There have been a few questions already about the behavior of builtin classes in Prelude and Base (some classes support up to 15-element tuples, some up to 7) and about the (non-)possibility of extending these classes.

Prelude and Base behavior: Haskell Tuple Size Limit

extending Show with new definitions: Extend a Show instance to a Tuple of any size

I'm asking a slightly different question. If I'm making an entirely new type class, is it possible to add an instance rule that handles tuples of arbitrary length (possibly using a GHC extension)?

Here's an example of such a class called PartialOrder. I want to allow tuples of arbitrary size to be partially compared using the following rule

(a,b ... , z) <= (a1,b1, ... , z1) iff (a <= a1) && (b <= b1) && ... && (z <= z1)

Here's my first stab at a definition using the traditional "define the class for tuples up to some arbitrary size" approach.

Is there a GHC extension that can be used to write instance definitions that cover tuples of arbitrary length?

I think I can use Template Haskell or an external program to generate definitions in advance, but not generate them on demand like C++ templates.

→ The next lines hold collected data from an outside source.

PR #103, opened 2020-01-09
[MISC]WOVN.php improvement

Soichiro725:
https://github.com/WOVNio/equalizer/issues/25125

- Delete `WOVNPHP_DEFAULT_INDEX_FILE`
- Add docker environment with Wordpress
- Add sample to not allow access `wovn.ini` to `htaccess_sample` 
- Add `.htaccess` to not allow access WOVN.php directly
- Reverse CircleCI tests order of PHP versions to find error version easily

### DIFF
--- a/.htaccess
+++ b/.htaccess
@@ -1,0 +1,1 @@
+Deny from all
--- a/.htaccess
+++ b/.htaccess
@@ -1,1 +1,2 @@
+# Block direct access to WOVN.php directory
 Deny from all
--- a/htaccess_sample
+++ b/htaccess_sample
@@ -1,3 +1,8 @@
+# Don't allow access to wovn.ini direcly
+<Files ~ "^(wovn\.ini)$">
+  deny from all
+</Files>
+
 <IfModule mod_rewrite.c>
   RewriteEngine On
   # For path pattern, remove language code
--- a/htaccess_sample
+++ b/htaccess_sample
@@ -1,4 +1,4 @@
-# Don't allow access to wovn.ini direcly
+# Don't allow access to wovn.ini directly
 <Files ~ "^(wovn\.ini)$">
   deny from all
 </Files>
--- a/.circleci/config.yml
+++ b/.circleci/config.yml
@@ -16,20 +16,20 @@ jobs:
           key: vendor-{{ checksum "composer.lock" }}
           paths: vendor
       - run: ./vendor/bin/phpcs
-      - run: scripts/run_phpunit_tests.sh vectorface/php5.3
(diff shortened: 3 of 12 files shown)


htaccess_sample
```diff
@@ -1,3 +1,8 @@
+# Don't allow access to wovn.ini direcly
```
bstewart00: typo `direcly` -> `directly`

bstewart00:
This doesn't actually change anything right? The existing code had the `WOVNPHP_DEFAULT_INDEX_FILE` check. (Other than making it able to be a single string)

I wonder if this should be a wovn.ini setting instead?

Soichiro725:
> This doesn't actually change anything right? The existing code had the `WOVNPHP_DEFAULT_INDEX_FILE` check. (Other than making it able to be a single string)
> 
> I wonder if this should be a wovn.ini setting instead?

I just allowed to set `WOVNPHP_DEFAULT_INDEX_FILE` with array.
But PHP 5.3 doesn't allow to set array with `define`.

I thought `wovn.ini` is good to set this config.
But there are some problems.
- Now `src/wovn_helper.php` doesn't have a dependency of Store, so I don't want to add dependency.
- It's better to not delete `WOVNPHP_DEFAULT_INDEX_FILE` to keep compatibility.

So, I'm thinking to add file name array option to `wovn_helper_detect_paths`.

.htaccess
```diff
@@ -0,0 +1 @@
+Deny from all
```
a-bougouin: This new file is mistake?

Soichiro725: I wanted to block direct access to WOVN.php directory.

a-bougouin: Ah, I see

bstewart00:
From the history it looked to me that the define variable was only added for test purposes, so I would question if there is really a backwards compatibility issue

Soichiro725:
> From the history it looked to me that the define variable was only added for test purposes, so I would question if there is really a backwards compatibility issue

Yes. You are right.
Almost all users don't use WOVNPHP_DEFAULT_INDEX_FILE.
Even if user uses it, problem will happen when library is updated, but I think that updating is few times.
So I actually want to delete WOVNPHP_DEFAULT_INDEX_FILE.
Then, I will delete WOVNPHP_DEFAULT_INDEX_FILE.

Soichiro725:
Finally, I just deleted `WOVNPHP_DEFAULT_INDEX_FILE`.
I will ask user to customize `wovn_helper.php` directly.
It is enough and simple.

PR #104, opened 2020-01-31
Remove unnecessary explain for wovn users

iwai-wovn:

Remove because it is relevant to the wovn user


bstewart00:
It's kind of useful for developers though 😢

PR #105, opened 2020-04-15
[HOTFIX] Adjust doc file regexp

iwai-wovn:
### Purpose/goal of PR

Document files (e.g. doc/xls) are not eligible for translation.

### DIFF
--- a/src/wovnio/wovnphp/Utils.php
+++ b/src/wovnio/wovnphp/Utils.php
@@ -171,8 +171,9 @@ class Utils
         $uri_path = preg_replace("/^(https?:\/\/)?/", "", $uri);
         // strip host
         $uri_path = preg_replace("/^[^\/]*/", "", $uri_path);
-        // strip query
-        $uri_path = preg_replace("/\?(.)*$/", "", $uri_path);
+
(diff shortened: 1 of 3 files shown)


src/wovnio/wovnphp/Utils.php
```diff
@@ -169,4 +175,9 @@ private static function getPath($uri)
         $uri_path = preg_replace("/\?(.)*$/", "", $uri_path);
```
bstewart00, line 175: Could replace this with removeQueryAndHash. I think it makes sense to remove hash as well.

Soichiro725:
@bstewart00 
Do you think this PR is needed? As you suggested, this PR will be replaced by `Content-Type` way.

bstewart00:
It's a tiny PR so I think it's fine to do this first even if we replace it later.

Soichiro725:
> It's a tiny PR so I think it's fine to do this first even if we replace it later.

OK

src/wovnio/wovnphp/Utils.php
iwai-wovn: Thx! change this line.

PR #108, opened 2020-05-18
Make it easy to create dev env

Soichiro725:
I changed the followings.
- Add makefile
- Move yml files into docker directory
- Make widget URL changeable via WOVN.ini


makefile
```diff
@@ -0,0 +1,13 @@
+DOCKER_COMPOSE_YML = docker/apache.yml
+
+build:
```
a-bougouin, line 3: I would add `.PHONY` declaration for `build`, `stop`, `start` and `clean`, because those recipes aren't existing files:
```suggestion
.PHONY: build stop start clean

build:
```

src/wovnio/html/HtmlConverter.php
```diff
@@ -196,13 +196,11 @@ private function buildSnippetCode($adds_backend_error_mark)
...
+        $widget_url = $this->store->settings['widget_url'];
+        $fallback_mark = $adds_backend_error_mark ? 'data-wovnio-type="fallback_snippet"' : '';
         $data_wovnio = htmlentities("key=$token&backend=true&currentLang=$current_lang&defaultLang=$default_lang&urlPattern=$url_pattern&langCodeAliases=$lang_code_aliases_json&langParamName=$lang_param_name&version=WOVN.php");
 
-        if ($adds_backend_error_mark) {
-            return "<script src=\"//j.wovn.io/1\" data-wovnio=\"$data_wovnio\" data-wovnio-type=\"fallback_snippet\" async></script>";
-        } else {
-            return "<script src=\"//j.wovn.io/1\" data-wovnio=\"$data_wovnio\" async></script>";
-        }
+        return "<script src=\"$widget_url\" data-wovnio=\"$data_wovnio\" $fallback_mark async></script>";
```
bstewart00, line 203: i'm curious where the extra space is coming from in the tests. It doesn't look like there should be a space here

Soichiro725: Extra space comes from both sides of `$fallback_mark` when `$fallback_mark` is empty.
I didn't want to write similar snippet twice.
Do you think I should change as before?

bstewart00: Getting rid of the extra space would be nice but not a big deal.
Maybe you could set `$fallback_mark = $adds_backend_error_mark ? ' data-wovnio-type="fallback_snippet"' : '';` to have a space on the front.
and do this?
`return "<script src=\"$widget_url\" data-wovnio=\"$data_wovnio\"$fallback_mark async></script>";`

Soichiro725: OK. I will do that.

-- Sets equipped with the (is_subset) operation are an example of a
-- partial order.
--
-- {} < {a}      less than
-- {} = {}       equal to
-- {a, b} > {b}  greater than
-- {a} ~ {b}     incomparable
--
-- in order to define a partial order we need a definition of (<=)

data PartialOrdering = POLessThan | POGreaterThan | POEqual | POIncomparable deriving (Eq, Show)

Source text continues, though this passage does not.